== Segment start ==

Issue #610, opened 2023-06-14
Decouple collections from app builds


manuq:
Fetch the collection JSON manifests from Github release. Currently we serve them as static files which are included in the wrapper apps (Android, Windows) at build time. This way the collections release will be decupled from software releases.

PRs:
- [ ] https://github.com/endlessm/kolibri-installer-android/pull/150
- [ ] https://github.com/endlessm/endless-key-app/pull/122
- [ ] https://github.com/endlessm/kolibri-explore-plugin/issues/610

manuq:
I also created PRs for the wrapper apps, so they stop bundling the collections.

erikos:
Let's move to the next iteration to not risk any issues before we get the Ladybug release out.

manuq:
> Let's move to the next iteration to not risk any issues before we get the Ladybug release out.

Sounds good! I'm also unassigning myself so others can take it from here. The PR already got good feedback from @dylanmccall @dbnicholson and @pwithnall .

dylanmccall:
To smooth the transition here, I am proposing two more PRs which only affect the build system:

- endlessm/kolibri-installer-android#152
- endlessm/endless-key-app#124

dbnicholson:
Last night I whipped up a PR to publish the endless-key-collections JSON to [GitHub Pages](https://github.com/endlessm/endless-key-collections/pull/29). I think we should go back to @manuq's PRs and use https://endlessm.github.io/endless-key-collections/ as the base URL.

manuq:
Blocking until after ISTE. Please unblock and review again after it.

manuq:
I'm deassigning myself from this one. Someone else could follow up the PR.

manuq:
We decided to don't go this way.

PR #611, opened 2023-06-14
Collection download: Fetch manifests from Github

manuq:
This way the software update is decoupled from content update.

Issue #610


kolibri_explore_plugin/collectionviews.py
```diff
@@ -565,12 +565,15 @@ def _build_remotechannelimport_task(channel_id):
...
+_collection_download_manager = None
 
 
-def _read_content_manifests():
+def _initiate():
     global _content_manifests
     global _content_manifests_by_grade_name
+    global _collection_download_manager
+
+    _collection_download_manager = CollectionDownloadManager()
```
dbnicholson, line 576: I'm not sure why the download manager initialization needs to be delayed. The only time the manifests come into play is when other code calls `_collection_download_manager.from_manifest()` or `_collection_download_manager.from_state()`.

kolibri_explore_plugin/collectionviews.py
```diff
@@ -27,6 +28,12 @@
 
 logger = logging.getLogger(__name__)
 
+COLLECTION_URL_TEMPLATE = (
+    "https://raw.githubusercontent.com/endlessm"
+    "/endless-key-collections/main/json"
+    "/{grade}-{name}.json"
+)
```
dbnicholson, line 35: This seems pretty dangerous to make this use the `main` HEAD commit at runtime. If someone commits a mistake to `main` or is in the process of refactoring the collections then all apps are broken immediately. I think if we want to move in this direction then we should make releases of endless-key-collections and use released artifacts.

kolibri_explore_plugin/collectionviews.py
manuq: Well, today the manifests are read and parsed at import time. For example when `kolibri manage migrate` is called and this plugin is enabled. Not ideal. Worse would it be to add an online fetch when running migrations.

kolibri_explore_plugin/collectionviews.py
manuq: Yeah. @pwithnall started creating releases already. There is a ZIP file with all the source. I wonder if the JSON files could be separate release artifacts so they can be requested directly. Otherwise this code should request the ZIP and unpack it.

manuq: Okey. The other improvement I'd do is allow changing the URL in an `options.ini` plugin setting. That way the same app build will be able to test different collections. It can be useful for content curation and testing (passing a mock collection with fewer content to avoid long download times).

dbnicholson: Another option which doesn't require releases and artifacts but is a little safer is to have a `stable` branch in endless-key-collections that we occasionally fast forward to a known good point on master. Then you can continue using the direct github links with more confidence that it won't randomly break.

Another thing to consider is using github pages since I expect that would scale a lot better than the raw links. We could arrange that the pages branch is only updated on release.

dbnicholson: The collection JSON is now published to https://endlessm.github.io/endless-key-collections per https://github.com/endlessm/endless-key-collections/pull/29, so I think you should change the base URL in this PR. When new tags are made in endless-key-collections, the published JSON will automatically be updated.

manuq:
Ready for review again. I have updated the URL according to https://github.com/endlessm/kolibri-explore-plugin/pull/611#discussion_r1235630239 and made it configurable. I think this will be useful to test unreleased collections and alternate collections (quickly iterate through the process with minimum content).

== Segment end ==

Output the listing above exactly, keeping each line as it was.

Task answer:
Issue #610, opened 2023-06-14
Decouple collections from app builds


manuq:
Fetch the collection JSON manifests from Github release. Currently we serve them as static files which are included in the wrapper apps (Android, Windows) at build time. This way the collections release will be decupled from software releases.

PRs:
- [ ] https://github.com/endlessm/kolibri-installer-android/pull/150
- [ ] https://github.com/endlessm/endless-key-app/pull/122
- [ ] https://github.com/endlessm/kolibri-explore-plugin/issues/610

manuq:
I also created PRs for the wrapper apps, so they stop bundling the collections.

erikos:
Let's move to the next iteration to not risk any issues before we get the Ladybug release out.

manuq:
> Let's move to the next iteration to not risk any issues before we get the Ladybug release out.

Sounds good! I'm also unassigning myself so others can take it from here. The PR already got good feedback from @dylanmccall @dbnicholson and @pwithnall .

dylanmccall:
To smooth the transition here, I am proposing two more PRs which only affect the build system:

- endlessm/kolibri-installer-android#152
- endlessm/endless-key-app#124

dbnicholson:
Last night I whipped up a PR to publish the endless-key-collections JSON to [GitHub Pages](https://github.com/endlessm/endless-key-collections/pull/29). I think we should go back to @manuq's PRs and use https://endlessm.github.io/endless-key-collections/ as the base URL.

manuq:
Blocking until after ISTE. Please unblock and review again after it.

manuq:
I'm deassigning myself from this one. Someone else could follow up the PR.

manuq:
We decided to don't go this way.

PR #611, opened 2023-06-14
Collection download: Fetch manifests from Github

manuq:
This way the software update is decoupled from content update.

Issue #610


kolibri_explore_plugin/collectionviews.py
```diff
@@ -565,12 +565,15 @@ def _build_remotechannelimport_task(channel_id):
...
+_collection_download_manager = None
 
 
-def _read_content_manifests():
+def _initiate():
     global _content_manifests
     global _content_manifests_by_grade_name
+    global _collection_download_manager
+
+    _collection_download_manager = CollectionDownloadManager()
```
dbnicholson, line 576: I'm not sure why the download manager initialization needs to be delayed. The only time the manifests come into play is when other code calls `_collection_download_manager.from_manifest()` or `_collection_download_manager.from_state()`.

kolibri_explore_plugin/collectionviews.py
```diff
@@ -27,6 +28,12 @@
 
 logger = logging.getLogger(__name__)
 
+COLLECTION_URL_TEMPLATE = (
+    "https://raw.githubusercontent.com/endlessm"
+    "/endless-key-collections/main/json"
+    "/{grade}-{name}.json"
+)
```
dbnicholson, line 35: This seems pretty dangerous to make this use the `main` HEAD commit at runtime. If someone commits a mistake to `main` or is in the process of refactoring the collections then all apps are broken immediately. I think if we want to move in this direction then we should make releases of endless-key-collections and use released artifacts.

kolibri_explore_plugin/collectionviews.py
manuq: Well, today the manifests are read and parsed at import time. For example when `kolibri manage migrate` is called and this plugin is enabled. Not ideal. Worse would it be to add an online fetch when running migrations.

kolibri_explore_plugin/collectionviews.py
manuq: Yeah. @pwithnall started creating releases already. There is a ZIP file with all the source. I wonder if the JSON files could be separate release artifacts so they can be requested directly. Otherwise this code should request the ZIP and unpack it.

manuq: Okey. The other improvement I'd do is allow changing the URL in an `options.ini` plugin setting. That way the same app build will be able to test different collections. It can be useful for content curation and testing (passing a mock collection with fewer content to avoid long download times).

dbnicholson: Another option which doesn't require releases and artifacts but is a little safer is to have a `stable` branch in endless-key-collections that we occasionally fast forward to a known good point on master. Then you can continue using the direct github links with more confidence that it won't randomly break.

Another thing to consider is using github pages since I expect that would scale a lot better than the raw links. We could arrange that the pages branch is only updated on release.

dbnicholson: The collection JSON is now published to https://endlessm.github.io/endless-key-collections per https://github.com/endlessm/endless-key-collections/pull/29, so I think you should change the base URL in this PR. When new tags are made in endless-key-collections, the published JSON will automatically be updated.

manuq:
Ready for review again. I have updated the URL according to https://github.com/endlessm/kolibri-explore-plugin/pull/611#discussion_r1235630239 and made it configurable. I think this will be useful to test unreleased collections and alternate collections (quickly iterate through the process with minimum content).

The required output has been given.